New symmetry-adapted ab initio approach to nuclear reactions for intermediate-mass nuclei

TL;DR

This paper introduces a novel ab initio method combining symmetry-adapted no-core shell model with the resonating group method to describe nuclear reactions of intermediate-mass nuclei from first principles.

Contribution

The paper presents a new symmetry-adapted ab initio approach that effectively models nuclear reactions involving intermediate-mass nuclei using realistic interactions.

Findings

Calculated norm and Hamiltonian overlaps for cluster systems

Demonstrated the approach's applicability to p-α, p-16O, p-20Ne systems

Enabled description of complex nuclear configurations

Abstract

With a view toward describing reactions of intermediate-mass nuclei from first principles, we present first results for the norm and Hamiltonian overlaps (kernels) for the p-{\alpha}, p-16O and p-20Ne cluster systems using realistic nucleon-nucleon interactions.
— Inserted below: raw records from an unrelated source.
PR #1503, opened 2020-08-11
WinPB: install Cygwin using a cache

Willsparker:
Fixes: #1210 
Ref: #1231 , #1219 

The cached used to install Cygwin in the #1219 was flawed. The cache was created using 7-Zip which apparently doesn't retain symlinks when creating archives. In addition, extracting the archive using 7-Zip can cause issues with the paths to the symlinks , i.e. `/etc/ssl/certs/` symlinked to `\etc\pki\tls\certs\` would go to `/etc/ssl/certs` to `C:/etc/pki/tls/certs` for some reason.
To get round this, @sxa had the idea to use `tar` and `xz` built by cygwin ( located at https://ci.adoptopenjdk.net/userContent/winansible/cygwin64/bin/ ), which can be extracted by 7-Zip, which can then be used to extract the main archive.
I've been able to prove the playbook works with https://ci.adoptopenjdk.net/view/Tooling/job/VagrantPlaybookCheck/801/ , however the build failed, however seemingly not due to a cygwin issue. Therefore, I'll keep this PR in draft until I can get an example of a working build.

### DIFF
--- a/ansible/playbooks/AdoptOpenJDK_Windows_Playbook/roles/cygwin/tasks/main.yml
+++ b/ansible/playbooks/AdoptOpenJDK_Windows_Playbook/roles/cygwin/tasks/main.yml
@@ -17,9 +17,9 @@
 
 - name: Retrieve cygwin cache from ci.adoptopenjdk.net
   win_get_url:
-    url: https://ci.adoptopenjdk.net/userContent/winansible/cygwin64.tar.xz
-    dest: C:/temp/cygwin64.tar.xz
-    checksum: e89608178b4d99042fd356687c84aa18e220fb0dcd0c9d4bc60983ce538d9efe
+    url: https://ci.adoptopenjdk.net/userContent/winansible/cygwin64.tar.gz
+    dest: C:/temp/cygwin64.tar.gz
+    checksum: 8f8b1d7d00233e384e725390c4018941fe7125290b94ecc0eeb3cf6684b4ce23
     checksum_algorithm: sha256
   when: (not cygwin_installed.stat.exists)
   tags: cygwin
@@ -28,23 +28,17 @@
   win_get_url:
     url: https://ci.adoptopenjdk.net/userContent/winansible/cygwin64/bin/*zip*/bin.zip
     dest: C:/temp/cyg_toolset.zip
-    checksum: 5974b93eefe033bd57cc14c30f7ba67584a5b9249b71cede7d9e05d87113d908
+    checksum: 39a94bb8ac6e5810437d7928381943d9f3a811729ad05d2967a5a7da8bce5b7d
     checksum_algorithm: sha256
   when: (not cygwin_installed.stat.exists)
   tags: cygwin
 
-- name: Extract cygwin_toolset to C:/temp
+- name: Use cygwin 'tar' and 'pigz' to extract cygwin cache
   win_shell: |
-    cd C:\temp
-    C:\7-Zip\7z.exe x C:\temp\cyg_toolset.zip
-  when: (not cygwin_installed.stat.exists)
-  tags: cygwin
-
-- name: Use cygwin 'tar' to extract cygwin cache
-  win_shell: |
-    $env:path="C:\temp\bin;$env:Path"
+    Expand-Archive -LiteralPath C:\temp\cyg_toolset.zip -DestinationPath C:\temp;
+    $env:path="C:\temp\bin;$env:path"
     cd C:\
-    tar --force-local -xvf C:\temp\cygwin64.tar.xz
+    tar --force-local -I pigz -xf C:\temp\cygwin64.tar.gz
   args:
     executable: powershell
   when: (not cygwin_installed.stat.exists)
--- a/ansible/playbooks/AdoptOpenJDK_Windows_Playbook/roles/cygwin/tasks/main.yml
+++ b/ansible/playbooks/AdoptOpenJDK_Windows_Playbook/roles/cygwin/tasks/main.yml
@@ -15,6 +15,7 @@
   register: cygwin_installed
   tags: cygwin
 
+# For details about the cache, see: https://github.com/AdoptOpenJDK/openjdk-infrastructure/issues/1210#issuecomment-679076545
 - name: Retrieve cygwin cache from ci.adoptopenjdk.net
   win_get_url:
     url: https://ci.adoptopenjdk.net/userContent/winansible/cygwin64.tar.gz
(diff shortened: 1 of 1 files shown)


Willsparker:
Right, finally managed to get a JDK built with a cached cygwin install, however it was locally. Ready to Review

gdams:
I've been using this cache file in https://github.com/AdoptOpenJDK/openjdk-infrastructure/pull/1513 and the tar command is insanely slow... I'm wondering if we can make it more efficient or opt for a tool that can extract in parallel?

aahlenst:
pigz does that well. It's parallel gzip. If size is not an issue, ISOs should retain symlinks.

Willsparker:
Converting to draft to look into using `pigz` instead, and also replace the use of 7-Zip with:
```
Expand-Archive -LiteralPath C:\temp\cyg_toolset.zip -DestinationPath C:\temp;
```
As suggested by @gdams

Willsparker:
https://ci.adoptopenjdk.net/view/Tooling/job/VagrantPlaybookCheck/838/ 
Ready for review - The addition of `pigz` and using `Expand Archive` worked and reduced the cygwin install down to about 18 minutes, as opposed to the 30-35 minutes it takes for a standard install.

ansible/playbooks/AdoptOpenJDK_Windows_Playbook/roles/cygwin/tasks/main.yml
```diff
@@ -15,88 +15,37 @@
...
   tags: cygwin
 
-- name: Download Cygwin installer
+- name: Retrieve cygwin cache from ci.adoptopenjdk.net
   win_get_url:
-    url: https://cygwin.com/setup-x86_64.exe
-    dest: 'C:\temp\cygwin.exe'
-    force: no
-    checksum: 4dd4d4531e8e63ade849daaaf587ba1c1430368701772c8ee42a27f4e8c373e4
+    url: https://ci.adoptopenjdk.net/userContent/winansible/cygwin64.tar.gz
```
aahlenst, line 20: Is it obvious where the tarball comes from and how it's created?

ansible/playbooks/AdoptOpenJDK_Windows_Playbook/roles/cygwin/tasks/main.yml
```diff
@@ -15,88 +15,37 @@
...
-# grep version.
-###############################################################################
-- name: Download grep-2.27-2
+- name: Retrieve cygwin toolset from ci.adoptopenjdk.net
   win_get_url:
-    url: "{{ Cygwin_SITE_URL + '/x86_64/release/grep/grep-2.27-2.tar.xz' }}"
-    dest: "{{ Cygwin_ROOT_INST_DIR + '\\tmp\\grep.tar.xz' }}"
-    force: no
-    checksum: 36ae2483f68b3c5a4bd93814fa4f7e2576dbe6559d4ffa0589c2159e85de91f6
+    url: https://ci.adoptopenjdk.net/userContent/winansible/cygwin64/bin/*zip*/bin.zip
```
aahlenst, line 29: `*zip*` looks suspicious. Is there some wildcard matching involved?

aahlenst (commented):
My first playbook review. Please ignore the review if not helpful.

ansible/playbooks/AdoptOpenJDK_Windows_Playbook/roles/cygwin/tasks/main.yml
Willsparker: That was just the link given to me when I clicked 'all files in zip' at https://ci.adoptopenjdk.net/userContent/winansible/cygwin64/ . I would assume it's just the way Jenkins generates the link, I don't think it's any wildcard matching :-)

gdams: Yeah that `*zip*` puts all the binaries located in https://ci.adoptopenjdk.net/userContent/winansible/cygwin64/bin/ into a single zip file.

ansible/playbooks/AdoptOpenJDK_Windows_Playbook/roles/cygwin/tasks/main.yml
Willsparker: I've been trying to keep a step by step in the linked issue (#1210) , which includes creating the cache- however, I'll write a comment explaining how it was made and link it above the task to make it more obvious

aahlenst (approved):
For me it's good to go.

sxa:
Interesting - i wouldn't have thought pigz would provide such a significant boost in this scenario compared to the download and disk writing that's done as part of this

ansible/playbooks/AdoptOpenJDK_Windows_Playbook/roles/cygwin/tasks/main.yml
sxa: I'd prefer us to just create a zip file of the files required to bootstrap this and use that. When I started on this i didn't expect there to be so many files that were going to be required :-)

sxa (commented):
I can't help feel we could save a fair bit of additional time by streaming this i.e. not saving the intermediate file locally although when I tried this on Windows it kept choking part way through the download ...

Willsparker:
@sxa I'm more than happy to try - I'll create a git branch off this PR to do some testing, and post links to `VPC.sh` runs 👍 
How were you 'streaming' the cache? I can start there

sxa:
`curl https://ci.adopt.../cygwin64.tar.gz | gzip -d | tar xf -` (or replace `curl` with `wget -O` if preferred) ideally from a bash shell of some sort but I think I tried in various shells with no success :-(

Willsparker:
Ah okay- the following `.dll`s are missing that stop me from starting the following `.exes`
```
bash - cygreadline7.dll
curl - cygcurl-4.dll
wget - cyggnutls-30.dll
```

sxa (approved):
On the basis this has been shown to be quicker I'll approve it, but I hope we can get it to stream the download/extract more efficiently at some point ...

ansible/playbooks/AdoptOpenJDK_Windows_Playbook/roles/cygwin/tasks/main.yml
```diff
@@ -15,88 +15,38 @@
...
```
sxa, line 30:
```suggestion
    url: https://ci.adoptopenjdk.net/userContent/winansible/cygwin64_bootstrap.zip
```

sxa (changes requested):
Correcetion: If this change goes in to use the zip then I'll approve :-)

ansible/playbooks/AdoptOpenJDK_Windows_Playbook/roles/cygwin/tasks/main.yml
Willsparker: URL & Checksum updated with most recent commit :+1:

sxa (approved):
Approving, but let's do a final validate through VPC before you merge this :-)

Willsparker:
https://ci.adoptopenjdk.net/job/VagrantPlaybookCheck/861/ on it :-) This will fail due to the current MSVS_2019 issue ( #1526 ), but that's after the cygwin install, so is still a viable check.

Willsparker:
The above `VPC` run failed - The issue is that the `cygwin_bootstrap` zip is not unpacking into a folder, but I'll confirm this on a VM (Once I've got my laptop setup for VMs ... )

Willsparker:
Rerunning now : https://ci.adoptopenjdk.net/job/VagrantPlaybookCheck/862/

Willsparker:
https://ci.adoptopenjdk.net/job/VagrantPlaybookCheck/862/
This went through okay, so I think it's good to merge :-)

PR #1642, opened 2020-10-21
UnixPB: update docker-ce repo checksum for centos7

Haroon-Khel:
Ref https://github.com/AdoptOpenJDK/openjdk-infrastructure/issues/1641

Tested on a centos 7 machine. I was able to reproduce the error, and updating the checksum allowed the docker role to run without error


Willsparker (approved):
LGTM- double checked the checksum :+1:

This is achieved in the framework of a new ab initio approach that combines the symmetry-adapted no-core shell model (SA-NCSM) with the resonating group method (RGM). In this model, a physically relevant basis based on the SU(3) symmetry is used. The structure of the clusters is provided by the ab initio SA-NCSM, which enables the description of spatially enhanced nuclear configurations and heavier nuclei, by exploiting symmetries known to dominate in nuclei. Here, we discuss the applicability and efficacy of this approach.